(Records shown Opens)

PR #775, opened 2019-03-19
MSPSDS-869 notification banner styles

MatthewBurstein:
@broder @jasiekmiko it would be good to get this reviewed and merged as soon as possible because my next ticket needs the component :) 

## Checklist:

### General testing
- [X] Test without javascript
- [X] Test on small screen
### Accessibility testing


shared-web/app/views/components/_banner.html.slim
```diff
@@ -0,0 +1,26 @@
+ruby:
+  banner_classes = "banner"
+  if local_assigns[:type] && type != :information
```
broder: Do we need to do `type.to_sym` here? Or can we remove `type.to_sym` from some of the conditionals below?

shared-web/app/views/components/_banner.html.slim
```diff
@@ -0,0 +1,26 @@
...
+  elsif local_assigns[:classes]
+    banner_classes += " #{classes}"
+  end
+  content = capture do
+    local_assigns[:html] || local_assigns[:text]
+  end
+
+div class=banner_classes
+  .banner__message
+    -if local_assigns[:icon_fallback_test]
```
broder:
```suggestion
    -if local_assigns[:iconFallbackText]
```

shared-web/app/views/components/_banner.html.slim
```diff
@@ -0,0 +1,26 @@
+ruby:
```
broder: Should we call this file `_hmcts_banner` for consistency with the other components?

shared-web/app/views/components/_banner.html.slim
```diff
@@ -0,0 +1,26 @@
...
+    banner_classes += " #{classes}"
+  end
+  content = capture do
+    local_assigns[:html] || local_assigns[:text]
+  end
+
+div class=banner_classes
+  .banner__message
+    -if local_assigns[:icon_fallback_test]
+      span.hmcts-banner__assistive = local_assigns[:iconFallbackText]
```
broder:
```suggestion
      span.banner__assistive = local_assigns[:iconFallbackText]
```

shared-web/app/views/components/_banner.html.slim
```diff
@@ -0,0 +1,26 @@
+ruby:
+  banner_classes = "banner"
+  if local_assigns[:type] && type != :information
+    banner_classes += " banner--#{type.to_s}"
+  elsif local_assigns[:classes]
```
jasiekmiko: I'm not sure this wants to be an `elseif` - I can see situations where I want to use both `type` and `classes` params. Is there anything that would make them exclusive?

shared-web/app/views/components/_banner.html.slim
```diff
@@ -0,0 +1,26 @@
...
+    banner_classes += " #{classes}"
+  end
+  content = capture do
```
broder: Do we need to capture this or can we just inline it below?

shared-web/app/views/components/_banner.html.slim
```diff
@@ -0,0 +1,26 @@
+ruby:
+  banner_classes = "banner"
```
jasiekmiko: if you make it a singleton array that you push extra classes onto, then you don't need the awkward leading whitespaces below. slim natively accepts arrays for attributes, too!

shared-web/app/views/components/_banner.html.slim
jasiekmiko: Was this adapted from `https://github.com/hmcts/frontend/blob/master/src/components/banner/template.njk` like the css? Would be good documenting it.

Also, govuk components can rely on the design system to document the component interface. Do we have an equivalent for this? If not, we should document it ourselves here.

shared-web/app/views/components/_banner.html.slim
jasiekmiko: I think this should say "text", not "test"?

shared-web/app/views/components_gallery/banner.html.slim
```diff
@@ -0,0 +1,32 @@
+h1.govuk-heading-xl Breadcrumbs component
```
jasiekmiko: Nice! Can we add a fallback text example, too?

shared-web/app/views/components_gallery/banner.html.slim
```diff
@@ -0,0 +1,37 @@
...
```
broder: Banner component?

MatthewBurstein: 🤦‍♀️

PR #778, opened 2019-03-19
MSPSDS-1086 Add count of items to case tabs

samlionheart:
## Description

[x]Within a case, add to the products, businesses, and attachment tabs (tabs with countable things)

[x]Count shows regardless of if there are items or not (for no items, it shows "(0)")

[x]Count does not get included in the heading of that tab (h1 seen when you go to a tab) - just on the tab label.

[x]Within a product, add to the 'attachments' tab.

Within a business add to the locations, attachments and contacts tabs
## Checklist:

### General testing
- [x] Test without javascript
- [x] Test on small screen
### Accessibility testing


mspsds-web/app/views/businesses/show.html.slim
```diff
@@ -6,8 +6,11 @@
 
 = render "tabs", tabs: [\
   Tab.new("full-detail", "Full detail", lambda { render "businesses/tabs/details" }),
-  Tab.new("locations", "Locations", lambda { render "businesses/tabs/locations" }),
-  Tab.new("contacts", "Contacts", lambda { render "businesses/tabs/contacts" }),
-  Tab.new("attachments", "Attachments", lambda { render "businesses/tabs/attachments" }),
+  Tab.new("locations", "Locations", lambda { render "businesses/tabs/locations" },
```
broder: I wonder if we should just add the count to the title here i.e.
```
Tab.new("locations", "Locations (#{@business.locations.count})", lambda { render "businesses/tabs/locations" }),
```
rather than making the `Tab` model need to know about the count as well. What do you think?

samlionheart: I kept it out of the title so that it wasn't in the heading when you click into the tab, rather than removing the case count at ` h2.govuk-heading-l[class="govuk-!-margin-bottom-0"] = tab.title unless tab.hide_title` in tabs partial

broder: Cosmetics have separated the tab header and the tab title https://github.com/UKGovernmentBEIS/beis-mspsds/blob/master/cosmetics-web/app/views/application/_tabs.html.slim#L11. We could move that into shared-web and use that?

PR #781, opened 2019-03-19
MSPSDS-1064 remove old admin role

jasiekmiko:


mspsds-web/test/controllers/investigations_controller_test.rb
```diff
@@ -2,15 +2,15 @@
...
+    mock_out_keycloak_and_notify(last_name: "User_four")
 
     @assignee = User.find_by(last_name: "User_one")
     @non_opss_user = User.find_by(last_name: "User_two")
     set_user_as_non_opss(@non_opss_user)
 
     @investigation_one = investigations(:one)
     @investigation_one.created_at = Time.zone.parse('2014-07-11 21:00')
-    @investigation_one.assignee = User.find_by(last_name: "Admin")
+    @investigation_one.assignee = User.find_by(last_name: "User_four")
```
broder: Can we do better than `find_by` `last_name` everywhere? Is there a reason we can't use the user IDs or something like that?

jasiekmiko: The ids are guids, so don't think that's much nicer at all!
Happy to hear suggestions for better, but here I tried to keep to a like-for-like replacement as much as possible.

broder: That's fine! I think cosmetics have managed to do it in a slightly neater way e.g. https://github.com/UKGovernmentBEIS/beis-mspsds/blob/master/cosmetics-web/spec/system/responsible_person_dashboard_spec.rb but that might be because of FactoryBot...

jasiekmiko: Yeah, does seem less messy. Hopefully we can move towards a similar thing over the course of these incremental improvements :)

(Records shown Closes)

Return the records in full, exactly as they read.

| Answer box |
PR #775, opened 2019-03-19
MSPSDS-869 notification banner styles

MatthewBurstein:
@broder @jasiekmiko it would be good to get this reviewed and merged as soon as possible because my next ticket needs the component :) 

## Checklist:

### General testing
- [X] Test without javascript
- [X] Test on small screen
### Accessibility testing


shared-web/app/views/components/_banner.html.slim
```diff
@@ -0,0 +1,26 @@
+ruby:
+  banner_classes = "banner"
+  if local_assigns[:type] && type != :information
```
broder: Do we need to do `type.to_sym` here? Or can we remove `type.to_sym` from some of the conditionals below?

shared-web/app/views/components/_banner.html.slim
```diff
@@ -0,0 +1,26 @@
...
+  elsif local_assigns[:classes]
+    banner_classes += " #{classes}"
+  end
+  content = capture do
+    local_assigns[:html] || local_assigns[:text]
+  end
+
+div class=banner_classes
+  .banner__message
+    -if local_assigns[:icon_fallback_test]
```
broder:
```suggestion
    -if local_assigns[:iconFallbackText]
```

shared-web/app/views/components/_banner.html.slim
```diff
@@ -0,0 +1,26 @@
+ruby:
```
broder: Should we call this file `_hmcts_banner` for consistency with the other components?

shared-web/app/views/components/_banner.html.slim
```diff
@@ -0,0 +1,26 @@
...
+    banner_classes += " #{classes}"
+  end
+  content = capture do
+    local_assigns[:html] || local_assigns[:text]
+  end
+
+div class=banner_classes
+  .banner__message
+    -if local_assigns[:icon_fallback_test]
+      span.hmcts-banner__assistive = local_assigns[:iconFallbackText]
```
broder:
```suggestion
      span.banner__assistive = local_assigns[:iconFallbackText]
```

shared-web/app/views/components/_banner.html.slim
```diff
@@ -0,0 +1,26 @@
+ruby:
+  banner_classes = "banner"
+  if local_assigns[:type] && type != :information
+    banner_classes += " banner--#{type.to_s}"
+  elsif local_assigns[:classes]
```
jasiekmiko: I'm not sure this wants to be an `elseif` - I can see situations where I want to use both `type` and `classes` params. Is there anything that would make them exclusive?

shared-web/app/views/components/_banner.html.slim
```diff
@@ -0,0 +1,26 @@
...
+    banner_classes += " #{classes}"
+  end
+  content = capture do
```
broder: Do we need to capture this or can we just inline it below?

shared-web/app/views/components/_banner.html.slim
```diff
@@ -0,0 +1,26 @@
+ruby:
+  banner_classes = "banner"
```
jasiekmiko: if you make it a singleton array that you push extra classes onto, then you don't need the awkward leading whitespaces below. slim natively accepts arrays for attributes, too!

shared-web/app/views/components/_banner.html.slim
jasiekmiko: Was this adapted from `https://github.com/hmcts/frontend/blob/master/src/components/banner/template.njk` like the css? Would be good documenting it.

Also, govuk components can rely on the design system to document the component interface. Do we have an equivalent for this? If not, we should document it ourselves here.

shared-web/app/views/components/_banner.html.slim
jasiekmiko: I think this should say "text", not "test"?

shared-web/app/views/components_gallery/banner.html.slim
```diff
@@ -0,0 +1,32 @@
+h1.govuk-heading-xl Breadcrumbs component
```
jasiekmiko: Nice! Can we add a fallback text example, too?

shared-web/app/views/components_gallery/banner.html.slim
```diff
@@ -0,0 +1,37 @@
...
```
broder: Banner component?

MatthewBurstein: 🤦‍♀️

PR #778, opened 2019-03-19
MSPSDS-1086 Add count of items to case tabs

samlionheart:
## Description

[x]Within a case, add to the products, businesses, and attachment tabs (tabs with countable things)

[x]Count shows regardless of if there are items or not (for no items, it shows "(0)")

[x]Count does not get included in the heading of that tab (h1 seen when you go to a tab) - just on the tab label.

[x]Within a product, add to the 'attachments' tab.

Within a business add to the locations, attachments and contacts tabs
## Checklist:

### General testing
- [x] Test without javascript
- [x] Test on small screen
### Accessibility testing


mspsds-web/app/views/businesses/show.html.slim
```diff
@@ -6,8 +6,11 @@
 
 = render "tabs", tabs: [\
   Tab.new("full-detail", "Full detail", lambda { render "businesses/tabs/details" }),
-  Tab.new("locations", "Locations", lambda { render "businesses/tabs/locations" }),
-  Tab.new("contacts", "Contacts", lambda { render "businesses/tabs/contacts" }),
-  Tab.new("attachments", "Attachments", lambda { render "businesses/tabs/attachments" }),
+  Tab.new("locations", "Locations", lambda { render "businesses/tabs/locations" },
```
broder: I wonder if we should just add the count to the title here i.e.
```
Tab.new("locations", "Locations (#{@business.locations.count})", lambda { render "businesses/tabs/locations" }),
```
rather than making the `Tab` model need to know about the count as well. What do you think?

samlionheart: I kept it out of the title so that it wasn't in the heading when you click into the tab, rather than removing the case count at ` h2.govuk-heading-l[class="govuk-!-margin-bottom-0"] = tab.title unless tab.hide_title` in tabs partial

broder: Cosmetics have separated the tab header and the tab title https://github.com/UKGovernmentBEIS/beis-mspsds/blob/master/cosmetics-web/app/views/application/_tabs.html.slim#L11. We could move that into shared-web and use that?

PR #781, opened 2019-03-19
MSPSDS-1064 remove old admin role

jasiekmiko:


mspsds-web/test/controllers/investigations_controller_test.rb
```diff
@@ -2,15 +2,15 @@
...
+    mock_out_keycloak_and_notify(last_name: "User_four")
 
     @assignee = User.find_by(last_name: "User_one")
     @non_opss_user = User.find_by(last_name: "User_two")
     set_user_as_non_opss(@non_opss_user)
 
     @investigation_one = investigations(:one)
     @investigation_one.created_at = Time.zone.parse('2014-07-11 21:00')
-    @investigation_one.assignee = User.find_by(last_name: "Admin")
+    @investigation_one.assignee = User.find_by(last_name: "User_four")
```
broder: Can we do better than `find_by` `last_name` everywhere? Is there a reason we can't use the user IDs or something like that?

jasiekmiko: The ids are guids, so don't think that's much nicer at all!
Happy to hear suggestions for better, but here I tried to keep to a like-for-like replacement as much as possible.

broder: That's fine! I think cosmetics have managed to do it in a slightly neater way e.g. https://github.com/UKGovernmentBEIS/beis-mspsds/blob/master/cosmetics-web/spec/system/responsible_person_dashboard_spec.rb but that might be because of FactoryBot...

jasiekmiko: Yeah, does seem less messy. Hopefully we can move towards a similar thing over the course of these incremental improvements :)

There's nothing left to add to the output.